Here, we can see that our prediction is a vector of length 10, with a prediction for each of the possible classes (digits between 0 and 9). The one with the highest predicted value is the one our model chooses as its prediction. In this case, it is the 10th unit of our vector, which equates to the digit 9. Note that since we used log softmax earlier, our predictions are logs and not raw probabilities. To convert these back into probabilities, we can just transform them using x.

We can now construct a summary DataFrame containing our true test data labels, as well as the labels our model predicted:

_, predictionlabel = torch.max(preds.data, 1)

predictionlabel = predictionlabel.tolist()

predictionlabel = pd.Series(predictionlabel)

test_labels = pd.Series(test_labels)

pred_table = pd.concat([predictionlabel, test_labels], axis=1)

pred_table.columns =['Predicted Value', 'True Value']

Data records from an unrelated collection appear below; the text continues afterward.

PR #21448, opened 2026-05-01
Initial implementation of deployment APIs

msfroh:
### Description
This adds "drain" and "finish" APIs to start and finish deploying to nodes based on some node attribute(s).

When nodes are drained, they are not eligible to hold primary shards and they will not receive search traffic. That allows the nodes to be shut down with minimal impact to ongoing requests. When nodes return (or are replaced by new nodes with the same attribute(s)), they still do not receive search traffic until the deployment is marked as complete (which may wait for recovery to complete).

Future commits will add a "node dial-up" state (to add search traffic incrementally), as well as a "shadow" state (to send search traffic in parallel, to warm-up nodes and validate success).

Co-Authored-By: Claude Opus 4.6 <noreply@anthropic.com>

The TASK.md file that was used to generate the code is available at https://gist.github.com/msfroh/c9d319fbd252975013f5aaca0dfc93dc

### Related Issues
Partial implementation of https://github.com/opensearch-project/OpenSearch/issues/21180

### Check List

### DIFF
--- a/server/src/main/java/org/opensearch/cluster/ClusterModule.java
+++ b/server/src/main/java/org/opensearch/cluster/ClusterModule.java
@@ -36,6 +36,8 @@ import org.opensearch.cluster.action.index.MappingUpdatedAction;
 import org.opensearch.cluster.action.index.NodeMappingRefreshAction;
 import org.opensearch.cluster.action.shard.ShardStateAction;
 import org.opensearch.cluster.decommission.DecommissionAttributeMetadata;
+import org.opensearch.cluster.deployment.DeploymentAllocationDecider;
+import org.opensearch.cluster.deployment.DeploymentMetadata;
 import org.opensearch.cluster.metadata.ComponentTemplateMetadata;
 import org.opensearch.cluster.metadata.ComposableIndexTemplateMetadata;
 import org.opensearch.cluster.metadata.DataStreamMetadata;
@@ -196,6 +198,7 @@ public class ClusterModule extends AbstractModule {
         registerMetadataCustom(entries, RepositoriesMetadata.TYPE, RepositoriesMetadata::new, RepositoriesMetadata::readDiffFrom);
         registerMetadataCustom(entries, IngestMetadata.TYPE, IngestMetadata::new, IngestMetadata::readDiffFrom);
         registerMetadataCustom(entries, SearchPipelineMetadata.TYPE, SearchPipelineMetadata::new, SearchPipelineMetadata::readDiffFrom);
+        registerMetadataCustom(entries, DeploymentMetadata.TYPE, DeploymentMetadata::new, DeploymentMetadata::readDiffFrom);
         registerMetadataCustom(entries, ScriptMetadata.TYPE, ScriptMetadata::new, ScriptMetadata::readDiffFrom);
         registerMetadataCustom(entries, IndexGraveyard.TYPE, IndexGraveyard::new, IndexGraveyard::readDiffFrom);
         registerMetadataCustom(
@@ -405,6 +408,7 @@ public class ClusterModule extends AbstractModule {
         addAllocationDecider(deciders, new AwarenessAllocationDecider(settings, clusterSettings));
         addAllocationDecider(deciders, new NodeLoadAwareAllocationDecider(settings, clusterSettings));
         addAllocationDecider(deciders, new TargetPoolAllocationDecider());
+        addAllocationDecider(deciders, new DeploymentAllocationDecider());
         addAllocationDecider(deciders, new RemoteStoreMigrationAllocationDecider(settings, clusterSettings));
 
         clusterPlugins.stream()
--- a/server/src/main/java/org/opensearch/cluster/deployment/DeploymentManagerService.java
+++ b/server/src/main/java/org/opensearch/cluster/deployment/DeploymentManagerService.java
@@ -1,0 +1,198 @@
+/*
+ * SPDX-License-Identifier: Apache-2.0
+ *
+ * The OpenSearch Contributors require contributions made to
+ * this file be licensed under the Apache-2.0 license or a
+ * compatible open source license.
+ */
+
+package org.opensearch.cluster.deployment;
+
+import org.opensearch.action.support.clustermanager.AcknowledgedResponse;
+import org.opensearch.cluster.AckedClusterStateUpdateTask;
+import org.opensearch.cluster.ClusterState;
+import org.opensearch.cluster.ack.AckedRequest;
+import org.opensearch.cluster.metadata.Metadata;
+import org.opensearch.cluster.routing.RerouteService;
+import org.opensearch.cluster.service.ClusterManagerTask;
+import org.opensearch.cluster.service.ClusterManagerTaskThrottler;
+import org.opensearch.cluster.service.ClusterService;
+import org.opensearch.common.Priority;
+import org.opensearch.core.action.ActionListener;
+
+import java.util.HashMap;
+import java.util.Map;
+import java.util.Set;
+
+/**
+ * Service that manages deployment lifecycle by writing DeploymentMetadata to cluster state.
+ * Runs on the elected cluster manager node only.
+ *
+ * @opensearch.internal
+ */
+public class DeploymentManagerService {
+
+    private final ClusterService clusterService;
+    private final RerouteService rerouteService;
+    private final ClusterManagerTaskThrottler.ThrottlingKey startDeploymentTaskKey;
+    private final ClusterManagerTaskThrottler.ThrottlingKey finishDeploymentTaskKey;
+
+    public DeploymentManagerService(ClusterService clusterService, RerouteService rerouteService) {
+        this.clusterService = clusterService;
+        this.rerouteService = rerouteService;
+        this.startDeploymentTaskKey = clusterService.registerClusterManagerTask(ClusterManagerTask.START_DEPLOYMENT, true);
+        this.finishDeploymentTaskKey = clusterService.registerClusterManagerTask(ClusterManagerTask.FINISH_DEPLOYMENT, true);
+    }
+
+    public void startDeployment(
+        String deploymentId,
+        Map<String, String> nodeAttributes,
+        AckedRequest request,
+        ActionListener<AcknowledgedResponse> listener
+    ) {
+        validateDeploymentId(deploymentId);
+        validateAttributes(nodeAttributes);
+
+        clusterService.submitStateUpdateTask("start-deployment-" + deploymentId, new AckedClusterStateUpdateTask<>(request, listener) {
+            @Override
+            public ClusterState execute(ClusterState currentState) {
+                return innerStartDeployment(deploymentId, nodeAttributes, currentState);
+            }
+
+            @Override
+            public ClusterManagerTaskThrottler.ThrottlingKey getClusterManagerThrottlingKey() {
+                return startDeploymentTaskKey;
+            }
+
+            @Override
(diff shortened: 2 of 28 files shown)


msfroh:
> Other disruptive cluster-admin APIs in OpenSearch typically carry explicit privilege checks or are gated by security plugin role definitions; the absence here is an anomaly worth reviewing.

I've tried looking at a couple of other potentially disruptive cluster manager APIs (`TransportClusterRerouteAction`, `TransportAddWeightedRoutingAction`), but I'm not seeing these explicit privilege checks. If anyone (human or bot) can point me in the right direction for an example, I'm happy to add privilege checks.

msfroh:
I agree with all 4 suggestions in https://github.com/opensearch-project/OpenSearch/pull/21448#issuecomment-4374339925:
* Prevent empty shard routing table when all replicas are drained
* Route validation exceptions through ActionListener on failure
* Use path parameter instead of parsing raw URL path
* Validate attribute key consistency against all existing deployments

I'll submit a followup commit with those changes.

server/src/main/java/org/opensearch/cluster/deployment/DeploymentManagerService.java
```diff
@@ -0,0 +1,219 @@
...
+            }
+
+            @Override
+            public void onAllNodesAcked(Exception e) {
+                super.onAllNodesAcked(e);
+            }
+        });
+    }
+
+    public static ClusterState innerStartDeployment(String deploymentId, Map<String, String> nodeAttributes, ClusterState currentState) {
```
zhaih: Rename it to `addNewDeployment`? (A public static `innerXX` method doesn't make a lot of sense)

server/src/main/java/org/opensearch/cluster/deployment/DeploymentManagerService.java
```diff
@@ -0,0 +1,219 @@
...
+        }
+
+        return ClusterState.builder(currentState).metadata(metadataBuilder.build()).build();
+    }
+
+    private static void validateDeploymentId(String deploymentId) {
+        if (deploymentId == null || deploymentId.isEmpty()) {
+            throw new IllegalArgumentException("deployment ID must not be empty");
+        }
+        if (deploymentId.startsWith("_")) {
```
zhaih, line 158: Curious is there any specific reason for this?

server/src/main/java/org/opensearch/cluster/deployment/DeploymentManagerService.java
```diff
@@ -0,0 +1,219 @@
...
+                // We allow idempotent application of start deployment.
+                Deployment existingDeploymentWithSameId = entry.getValue();
+                if (existingDeploymentWithSameId.getState() != DeploymentState.DRAIN) {
+                    throw new IllegalArgumentException(
+                        "deployment [" + entry.getKey() + "] is already in state " + existingDeploymentWithSameId.getState()
+                    );
+                }
+                if (existingDeploymentWithSameId.getNodeAttributes().equals(newAttributes) == false) {
+                    throw new IllegalArgumentException(
+                        "deployment [" + entry.getKey() + "] already targets attributes " + existingDeploymentWithSameId.getNodeAttributes()
```
zhaih: Maybe some thing like `deployment [id] is not allowed to update targeting attributes to [new_attributes], already targeted [old_attributes]`?

server/src/main/java/org/opensearch/cluster/deployment/DeploymentManagerService.java
```diff
@@ -0,0 +1,219 @@
...
+        deployments.put(deploymentId, new Deployment(DeploymentState.DRAIN, nodeAttributes));
+
+        return ClusterState.builder(currentState)
+            .metadata(
+                Metadata.builder(currentState.getMetadata()).putCustom(DeploymentMetadata.TYPE, new DeploymentMetadata(deployments)).build()
+            )
+            .build();
+    }
+
+    public static ClusterState innerFinishDeployment(String deploymentId, ClusterState currentState) {
```
zhaih: rename to `removeDeployment`?

server/src/main/java/org/opensearch/cluster/deployment/DeploymentStateService.java
```diff
@@ -0,0 +1,95 @@
...
+        }
+        return null;
+    }
+
+    private static boolean nodeMatchesAttributes(DiscoveryNode node, Map<String, String> targetAttributes) {
+        for (Map.Entry<String, String> entry : targetAttributes.entrySet()) {
+            String nodeValue = node.getAttributes().get(entry.getKey());
+            if (!entry.getValue().equals(nodeValue)) {
+                return false;
+            }
```
zhaih, line 91: Probably it worths adding a javadoc indicating the attributes set are worked as a conjunction rather than disjunction?

server/src/main/java/org/opensearch/cluster/routing/OperationRouting.java
```diff
@@ -260,11 +262,16 @@ public GroupShardsIterator<ShardIterator> searchShards(
         @Nullable SliceBuilder slice
     ) {
         final Set<IndexShardRoutingTable> shards = computeTargetedShards(clusterState, concreteIndices, routing);
+        final Map<String, DeploymentState> drainedNodes = DeploymentStateService.getNodeDeploymentStates(clusterState);
```
zhaih, line 265: Wonder whether we should pre-populate this when `clusterState.nodes()` or deployments are changed, otherwise calculating this per-search might be a slightly heavy operation? (Probably fine if we assume at max 1000 nodes x 4 or 5 in-flight deployment request?)

server/src/main/java/org/opensearch/cluster/routing/OperationRouting.java
```diff
@@ -325,6 +332,21 @@ public static ShardIterator getShards(ClusterState clusterState, ShardId shardId
...
+        IndexShardRoutingTable.Builder builder = new IndexShardRoutingTable.Builder(shard.shardId);
+        for (ShardRouting shardRouting : shard) {
+            if (!drainedNodes.containsKey(shardRouting.currentNodeId())) {
+                builder.addShard(shardRouting);
+            }
+        }
+        IndexShardRoutingTable filtered = builder.build();
+        if (filtered.size() == 0) {
+            // Fall back to original if all shards were filtered out
+            return shard;
```
zhaih, line 356: Is this the desired behavior? It should never happens but if this is really the case fallback to original means we are anyway routing to whatever is claimed 'drained', should we instead just error out?

server/src/main/java/org/opensearch/cluster/deployment/DeploymentManagerService.java
msfroh: It's a convention on OpenSearch that things starting with `_` are reserved for internal operations. While I currently have nothing in mind for internally-generated deployments, I figured adding this restriction would make sure we have the option in future. (We can always remove the restriction later, but it's hard to add a restriction after people start using the feature.)

server/src/main/java/org/opensearch/cluster/deployment/DeploymentManagerService.java
msfroh: Yeah... it's only public to let it be used from tests in other packages.

I was able to move some things around and make it package-private again.

server/src/main/java/org/opensearch/cluster/deployment/DeploymentManagerService.java
msfroh: Made package-private

server/src/main/java/org/opensearch/cluster/routing/OperationRouting.java
msfroh: Maybe. I would like to hold off to see if/when such precomputation is needed. 

In practice, I expect we would run 1 deployment at a time, with 2 as a rare occurrence (and most of the time, it's zero).

server/src/main/java/org/opensearch/cluster/routing/OperationRouting.java
msfroh: Yeah... I'm thinking of adding another safeguard to avoid starting a single deployment that targets all nodes (or maybe even more than 50% of nodes?), which would further make this less likely.

That said, if someone does kick off multiple deployments such that all nodes get drained, I feel like failing open is safer.

msfroh:
Hmm... once again, I like the current set of suggestions from the AI bot. I'll address those shortly.

server/src/main/java/org/opensearch/cluster/deployment/DeploymentMetadata.java
```diff
@@ -0,0 +1,150 @@
...
+    }
+
+    @Override
+    public String getWriteableName() {
+        return TYPE;
+    }
+
+    @Override
+    public Version getMinimalSupportedVersion() {
+        return Version.V_3_7_0;
```
varunbharadwaj: We have to now update this to 3.9.0?

server/src/main/java/org/opensearch/cluster/ClusterModule.java
```diff
@@ -196,6 +198,7 @@ public static List<Entry> getNamedWriteables() {
         registerMetadataCustom(entries, RepositoriesMetadata.TYPE, RepositoriesMetadata::new, RepositoriesMetadata::readDiffFrom);
         registerMetadataCustom(entries, IngestMetadata.TYPE, IngestMetadata::new, IngestMetadata::readDiffFrom);
         registerMetadataCustom(entries, SearchPipelineMetadata.TYPE, SearchPipelineMetadata::new, SearchPipelineMetadata::readDiffFrom);
+        registerMetadataCustom(entries, DeploymentMetadata.TYPE, DeploymentMetadata::new, DeploymentMetadata::readDiffFrom);
```
varunbharadwaj, line 201: On a full cluster restart, the gateway reads persisted cluster state as XContent. Since DeploymentMetadata isn't in the XContent registry, the parser doesn't recognize it and silently skips it. Any active deployment/drain state disappears.

We can explore if the following is needed here.

```
entries.add(
    new NamedXContentRegistry.Entry(
        Metadata.Custom.class,
        new ParseField(DeploymentMetadata.TYPE),
        DeploymentMetadata::fromXContent
    )
);
```

msfroh: Hmm... that's a point that I hadn't considered.

I *think* it's okay if a full cluster restart clears any active deployments, since you're trying to recover from something catastrophic anyway. You could always bring up the cluster managers, mark nodes for deployment using this API, then bring up data nodes in a drained state. 

When you create a deployment, you don't need any current cluster nodes to match the attribute filter. I did that because a blue-green deployment would want to launch the new nodes in a drained state. Similarly, if you're doing a rolling deployment on Kubernetes by replacing pods, you'd want to mark the new pod as drained before bringing it up.

If you have a counterargument, I'm happy to add the deployment state to the registry. Again, I didn't consider it one way or the other, so I don't have a strong opinion.

varunbharadwaj: Thinking more, I think it makes sense and clearing it in this scenario is okay.

zhaih (approved):
LGTM

msfroh:
Thank you for the feedback, @zhaih and @varunbharadwaj! 

I just updated the minimal supported version (and made a typo in the commit message 🤦 ), which I think is the one outstanding thing. Hopefully the Gradle check will pass.

varunbharadwaj (approved):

display(pred_table.head())

This results in the following output:

Figure 2.16 – Prediction table

Note how the torch.max() function automatically selects the prediction with the highest value. We can see here that, based on a small selection of our data, our model appears to be making some good predictions!

Evaluating our model

Now that we have some predictions from our model, we can use these predictions to evaluate how good our model is. One rudimentary way of evaluating model performance is accuracy, as discussed in the previous chapter. Here, we simply calculate our correct predictions (where the predicted image label is equal to the actual image label) as a percentage of the total number of predictions our model made:

preds = len(predictionlabel)

correct = len([1 for x,y in zip(predictionlabel, test_labels)               if x==y])

print((correct/preds)*100)

This results in the following output:

Figure 2.17 – Accuracy score

Congratulations! Your first neural network was able to correctly identify almost 90% of unseen digit images. As we progress, we will see that there are more sophisticated models that may lead to improved performance. However, for now, we have demonstrated that creating a simple deep neural network is very simple using PyTorch. This can be coded up in just a few lines and leads to performance above and beyond what is possible with basic machine learning models such as regression.